Weeaboo Wuvs You said:


> What options do introverted socially awkward SA employees have besides trying to "fit in" with the extroverted work force? I've tried and it doesn't work cause other employees can see that I'm fake and apparently a hard working introvert is worse than a slacker extrovert &#128533; the working world is made for extroverts and I think socially awkward introverted personality types should be included in the Affirmative Action law! It's not fair that our kind gets treated like dirt.


I wish I could be a slacker extrovert. I know I would be treated better. So many slackers extroverts at work get away with a lot.


----------



## BAH (Feb 12, 2012)

It's made for weenies


----------



## Weeaboo Wuvs You (Nov 21, 2016)

WillYouStopDave said:


> It's not just that "the workplace" (odd sounding name, when you think about it) is made for extroverts. It's also that it's literally built from the ground up to actually weed out introverts and shy, awkward people. And this starts before you ever spend one minute working. The entire interview process is designed to intimidate shy and awkward people and to cause them to do the "deer in the headlights" freeze so they can be eliminated from consideration.


It makes sense...people born with a non-extroverted personality are screwed in life. The only redeeming factor for some might be having good connections from birth to now, but for most of us, we have to struggle to get accepted. &#128542; I just want to hide in my virtual reality waifu simulator and be happy that my personality is accepted there


----------



## Just Lurking (Feb 8, 2007)

WillYouStopDave said:


> It's not just that "the workplace" (odd sounding name, when you think about it) is made for extroverts. It's also that it's literally built from the ground up to actually weed out introverts and shy, awkward people. And this starts before you ever spend one minute working. The entire interview process is designed to intimidate shy and awkward people and to cause them to do the "deer in the headlights" freeze so they can be eliminated from consideration.


This, for our entire culture being made for extroverts.

It wasn't always this way. Once upon a time, introverted was the way to be.
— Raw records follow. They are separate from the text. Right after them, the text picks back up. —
Issue #10319, opened 2022-03-01
Intg test: remove and replicate old integration tests


QuiteStochastic:
old integration tests should have their test cases duplicated in the new framework, and then should be removed

https://github.com/MinaProtocol/mina/tree/develop/src/app/cli/src/tests

test cases and logic duplicated:

- [x] snarkless.  this test runs src/app/cli/src/tests/full_test.ml which actually has a number of other things, like testing for replay attacks, and doing math after a transaction to make sure the balances are as expected.  once those two items are updated in the new payments_test.ml, then this should be good to remove.  it also tests the functionality of snarkless, which isn't tested in the new framework, but we don't use snarkless for anything at the moment, so it's safe to remove just remove this.   when snarkless becomes relevant again we can create a snarkless test.  it also tests some snarked ledger functionality but that's not pressing either, snapps sort of covers that
- [x] split.  while it would be desirable to have a split-brain/network-partition test, it looks like the "split" integration test running in CI is not testing that at all. it's actually running coda-shared-prefix-multiproducer-test which looks like it's just sending a few transactions, which is well covered by the payments test. this test thereby can be deleted
- [x] delegation.  https://github.com/MinaProtocol/mina/pull/10325
- [x] bootstrap.  this test is safe to completely remove, as it's test cases are already covered in the new framework
- [x] shared state.  this test seems to be just sending a few transactions, so it can be deleted since that functionality is already tested in the new framework.

- [ ] removal of all the above tests from the codebase once they have all been entirely obsoleted

QuiteStochastic:
a revised more involved plan to make obsolete the old integration tests is here:

https://app.zenhub.com/workspaces/velocity-62264fddc441a100183f7f86/issues/minaprotocol/mina/11017

closing this ticket

PR #10325, opened 2022-03-02
Delegation test

QuiteStochastic:
write a new delegation test in support of https://github.com/MinaProtocol/mina/issues/10319

### DIFF
--- a/src/app/test_executive/delegation_test.ml
+++ b/src/app/test_executive/delegation_test.ml
@@ -1,0 +1,60 @@
+open Integration_test_lib
+
+module Make (Inputs : Intf.Test.Inputs_intf) = struct
+  open Inputs
+  open Engine
+  open Dsl
+
+  (* TODO: find a way to avoid this type alias (first class module signatures restrictions make this tricky) *)
+  type network = Network.t
+
+  type node = Network.Node.t
+
+  type dsl = Dsl.t
+
+  let config =
+    let open Test_config in
+    let open Test_config.Block_producer in
+    { default with
+      requires_graphql = true
+    ; block_producers =
+        [ { balance = "1000"; timing = Untimed }
+        ; { balance = "1000"; timing = Untimed }
+          (* ; { balance = "1000"; timing = Untimed } *)
+        ]
+    ; num_snark_workers = 0
+    }
+
+  let run network t =
+    let open Malleable_error.Let_syntax in
+    let logger = Logger.create () in
+    (* fee for user commands *)
+    let fee = Currency.Fee.of_int 10_000_000 in
+    let all_nodes = Network.all_nodes network in
+    let%bind () = wait_for t (Wait_condition.nodes_to_initialize all_nodes) in
+    let[@warning "-8"] [ node_a; node_b ] = Network.block_producers network in
+
+    let%bind () =
+      section "delegate all mina currency from node_b to node_a"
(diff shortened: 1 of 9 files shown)


src/lib/integration_test_cloud_engine/kubernetes_network.ml
```diff
@@ -121,6 +121,25 @@ module Node = struct
...
+    [%graphql
+    {|
+      mutation ($sender: PublicKey!,
+      $receiver: PublicKey!,
+      $amount: UInt64!,
+      $token: UInt64,
+      $fee: UInt64!,
+      $nonce: UInt32,
+      $memo: String) {
+        sendPayment(input:
```
QuiteStochastic, line 134: this is just a placeholder

src/lib/integration_test_lib/wait_condition.ml
```diff
@@ -132,8 +141,20 @@ struct
           | Payment { source_pk; receiver_pk; amount = paid_amt; token_id = _ }
             when Public_key.Compressed.equal source_pk sender_pub_key
                  && Public_key.Compressed.equal receiver_pk receiver_pub_key
-                 && Currency.Amount.equal paid_amt amount ->
-              true
+                 && Currency.Amount.equal paid_amt amount -> (
+              match command_type with Send_payment -> true | _ -> false )
+          | Stake_delegation dl -> (
+              match dl with
+              | Set_delegate
```
QuiteStochastic, line 148: it surprises me that this Set_delegate's record doesn't have a field for "amount", does that matter?

nholland94: That's normal. You can't choose an amount of stake to delegate -- you can only delegate your entire wallet's balance.

src/lib/integration_test_lib/wait_condition.ml
```diff
@@ -118,8 +118,17 @@ struct
...
+  type command_type = Send_payment | Send_delegation
+
+  let command_type_to_string command_type =
+    match command_type with
+    | Send_payment ->
+        "Send Payment"
+    | Send_delegation ->
+        "Send Delegation"
+
+  let signed_command_to_be_included_in_frontier ~sender_pub_key
```
nholland94, line 130: In the future, we should simplify this implementation by logging the transaction hash and checking that instead of attempting to check all the predicates to see if the transaction was equivalent.

nholland94: It concerns me that the current implementation isn't comparing the nonce of the commands. Can we at least add that for now, in lieu of a txn hash implementation?

src/app/test_executive/delegation_test.ml
```diff
@@ -0,0 +1,60 @@
...
+
+  let config =
+    let open Test_config in
+    let open Test_config.Block_producer in
+    { default with
+      requires_graphql = true
+    ; block_producers =
+        [ { balance = "1000"; timing = Untimed }
+        ; { balance = "1000"; timing = Untimed }
+          (* ; { balance = "1000"; timing = Untimed } *)
```
nholland94, line 23: Remove this comment.

nholland94 (approved):
Looks good for the most part, but I'm noticing something about our wait condition implementation that could easily lead to false positives for tests in the future. We can land this, but let's sync up about improving the wait condition implementation.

If anyone's interested in delving into this topic further, I'd recommend the book "Quiet" by Susan Cain. It really is ridiculous how much extra fighting and work that introverts have to put in just to get by in life.


----------



## The Phantom Pain (Oct 6, 2010)

That's one thing that I find funny. People preach about hard work, but if you look around, the people who are the most successful in the workplace do the least work and the most socializing.

Why even give IQ tests and all that garbage if the only thing that matters is how good you socialize with people?


----------



## melancholyscorpio (Aug 14, 2015)

The Phantom Pain said:


> That's one thing that I find funny. People preach about hard work, but if you look around, the people who are the most successful in the workplace do the least work and the most socializing.
> 
> Why even give IQ tests and all that garbage if the only thing that matters is how good you socialize with people?
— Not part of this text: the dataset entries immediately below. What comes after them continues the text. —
PR #10329, opened 2022-03-02
Fixup error/failure handling in Transaction_logic

mrmr1993:
This PR removes the erroneous failure handling in `Transaction_logic`. This approach corrects the existing behaviour and the extension in #10323.

Checklist:

### DIFF
--- a/src/lib/mina_base/transaction_logic.ml
+++ b/src/lib/mina_base/transaction_logic.ml
@@ -1896,6 +1896,7 @@ module Make (L : Ledger_intf) : S with type ledger := L.t = struct
       ~(f : user_acc -> _ -> user_acc) ?(fee_excess = Amount.Signed.zero)
       (ledger : L.t) (c : Parties.t) :
       (Transaction_applied.Parties_applied.t * user_acc) Or_error.t =
+    let open Or_error.Let_syntax in
     let original_account_states =
       List.map (Parties.accounts_accessed c) ~f:(fun id ->
           ( id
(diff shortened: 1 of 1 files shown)


src/lib/mina_base/transaction_logic.ml
```diff
@@ -1923,10 +1911,11 @@ module Make (L : Ledger_intf) : S with type ledger := L.t = struct
         , (l_state : _ Parties_logic.Local_state.t) ) : user_acc Or_error.t =
       if List.is_empty l_state.parties then Ok user_acc
       else
-        handle_error
-          ~f:(fun () ->
-            M.step ~constraint_constants { perform } (g_state, l_state))
-          ~f_next:(fun states -> step_all (f user_acc states) states)
+        let%bind states =
```
deepthiskumar, line 1914: We want the transaction to have `Applied` status even if this errors, right? (below, on line 1954, we return error and fail the transaction)

mrmr1993: This is now only an error if it raises an exception, which means the transaction broke an invariant. If an invariant is broken, the transaction shouldn't have an `Applied` status; the only thing that this changes is that a statement with a `failure_status` doesn't get discarded as an error.

deepthiskumar: Some of these invariants are due to invalid parties. For example:
https://github.com/MinaProtocol/mina/blob/55d870933483a1d3b627125bce92269f7e42f7a7/src/lib/mina_base/parties_logic.ml#L912
https://github.com/MinaProtocol/mina/blob/55d870933483a1d3b627125bce92269f7e42f7a7/src/lib/mina_base/parties_logic.ml#L1246
Where those parties shouldn't be applied but fee should be deducted?

mrmr1993: These transactions are not valid to include in a block. Including them will halt the network.

deepthiskumar: But we won't be applying these changes, will we?

mrmr1993: We'll still be snarking the parties if we return `Applied`. The distinction is: `Applied` means that the transaction was committed and will be snarked, even if some of the non-fee-payer updates failed; `Error` means that the transaction **must not** be applied.

deepthiskumar: Discussed offline- 
[mrmr1993]
Not a fan, we would have to do a load of extra expensive conditional logic in the snark just to support transactions that are invalid anyway

[Deepthi Kumar]
I guess i’m just not sure of the inconsistency. Unauthorized update is ok but an invalid value is not

[mrmr1993]
Authorization is ephemeral (somebody may change your account), invariants are not

[Deepthi Kumar]
Ok fair enough. So anything that is not authorization related should fail?

[mrmr1993]
Anything that is invalid regardless of application context, or that causes the fee-payment to fail, should reject; everything else should succeed. This includes e.g. overflows, which are unrelated to auth

deepthiskumar (approved):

So true. I witness it at every place I've worked at.

I wish I can play the game.

The laziest ones that complains but are social gets away with it.
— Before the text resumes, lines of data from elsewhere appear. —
Issue #2451, opened 2019-05-15
Disable implicit transitive dependencies in dune


nholland94:
Disabling this will force us to be more explicit about dependencies between libraries. This will make analyzing dependencies between libraries easier, which should help us refactor our library structure. This will also avoid confusion about dependencies. Since we have so many libraries, it can often be hard to figure out what the full set of dependencies is when a library only depends on something at the top of that dependency chain (example: if I depend on blockchain_snark, do I also depend on coda_base? how about snark_params?).

Asked about this on discord and feedback from other developers was positive.

PR #10331, opened 2022-03-02
set (implicit_transitive_deps false) in src/dune-project

ylecornec:
This PR:
- sets the `(implicit_transitive_deps false)` option of the `src/dune-project` file,
- explicitly adds the necessary direct dependencies,
- removes some unnecessary dependencies.

As mentioned in [the corresponding issue](https://github.com/MinaProtocol/mina/issues/2451), this will make analyzing dependencies between libraries easier, which should help us refactor the library structure, as well as detect unnecessary dependencies.

This will likely conflict with other PRs that implicitly add new dependencies, so maybe the `(implicit_transitive_deps)` flag should stay true for a bit longer to not surprise anyone? But I think the other modifications should be ok to merge.
(I set it to `false` for now to test it in the CI).

### About adding missing dependencies
I encountered two kinds of errors that happen due to missing dependencies.
- A module can be missing.
- If the compiler does not know that two types are the same, the libraries containing these definitions must be added to the dependencies.

In some cases (not that many) finding these libraries is not obvious but there is a systematic way to do it: starting from the list of all dependencies used with `implicit_transitive_deps` and removing the unnecessary ones.

Here is how it can be done in more details:

> - Temporarily set `implicit_transitive_deps` to `true`.
> - Observe the `-I` arguments from the compiler command obtained by `dune rules -m`.
For example:
`dune rules -m src/lib/mina_base/mina_base.a` depends on `_build/default/src/lib/mina_base/.mina_base.objs/native/mina_base.o`, and `dune rules -m _build/default/src/lib/mina_base/.mina_base.objs/native/mina_base.o` prompts the compiler command. (compiling with the `--verbose` option also works but takes longer).
> - Recover the library names from these paths (I made an ad hoc sed based script that does this but it should be possible to make something more general).
> - Set `implicit_transitive_deps` back to `false`.
> - Add all the transitive libraries to the dune file which should make the target compile.
> - Remove the unnecessary dependencies.

For instance, the most common external dependencies that define types are `base`, `base.caml` and `base.base_internalhash_types`, which were often accessed as dependencies of `core_kernel` but now need to be added explicitely.

### The (re_export) option
This option allows to preserve the behavior of transitive dependencies in a controlled way:
a library can make available some of it's direct dependencies to its users.

#### for external libraries
I did not make use of this option yet because they are not that much external libraries,
but it is an option in case we want to allow some implicit dependencies for external libraries.

and then depend on `base_reexport` instead of `base` everywhere to always
have access to `base` direct dependencies when we use base.

``` lisp
(library
 (name base_reexport)
 (public_name base_reexport)
 (libraries (re_export base)
	    (re_export base.caml)
	    (re_export base.base_internalhash_types)
	    (re_export sexplib0)
	    (re_export shadow_stdlib)))
```

#### for internal libraries
I did not look into this yet but there may be some possible simplifications using this.
For instance a library `lib` could maybe reexport its corresponding `lib_type`.

## Explain how you tested your changes:

- Built most of the targets from the Makefile (except `patch_archive_test` and `genesis_ledger_from_tsv` which are failing even with transitive dependencies). 
- Ran `dune runtest src/lib --profile=dev`
- The CI failures were already on `develop` and seem unrelated, and a [previous run](https://buildkite.com/o-1-labs-2/mina/builds/21338#ff24ef07-4137-42c4-946d-9b49266e1009) had different failures (but it was before I rebased to remove some conflict so the diff was a bit different).

Checklist:

- [ ] Document code purpose: Maybe explanations about identifying missing dependencies could be added somewhere ?
- [x] Tests were added for the new behavior: No new tests should be needed
- [x] Does this close issues? It is part of #2451 but does not close it.


mrmr1993:
!ci-build-me

src/app/archive_blocks/dune
```diff
@@ -3,12 +3,27 @@
  (name archive_blocks)
  (public_name archive_blocks)
  (libraries
+   ;opam
```
mrmr1993, line 6: Nit: these comments would be clearer formatted like `;; opam`, to distinguish them from 'todo' commented-out stanzas (which I suspect we have several of).

ylecornec: Thanks, I fixed these and merged `develop` in to keep things up to date.

mrmr1993 (approved):
Really nice :grin:

lk86 (approved):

One of the managers I have at work is the laziest but he talks a lot and cruise his way and no one gives a ****.

He is not supportive of his team and would not action work accordingly at the time then when **** hits the fan, he gets mad and demands his subordinates to do things right away.

I don't respect him at all.


----------



## JerryAndSports (Jul 13, 2018)

Yep. Extroverts naturally get along better with bosses which translates into raises/promotions. Feelsbadman


----------



## Joey2k (Jan 20, 2018)

Weeaboo Wuvs You said:


> What options do introverted socially awkward SA employees have besides trying to "fit in" with the extroverted work force? I've tried and it doesn't work cause other employees can see that I'm fake and apparently a hard working introvert is worse than a slacker extrovert &#128533; the working world is made for extroverts and I think socially awkward introverted personality types should be included in the Affirmative Action law! It's not fair that our kind gets treated like dirt.


What changes would you like to see? Do you want to require that everyone else talk less so that you don't feel as awkward?

What kind of legal protection are you looking for? Mandate that every employer hire a certain number of ISTJs and INTJs?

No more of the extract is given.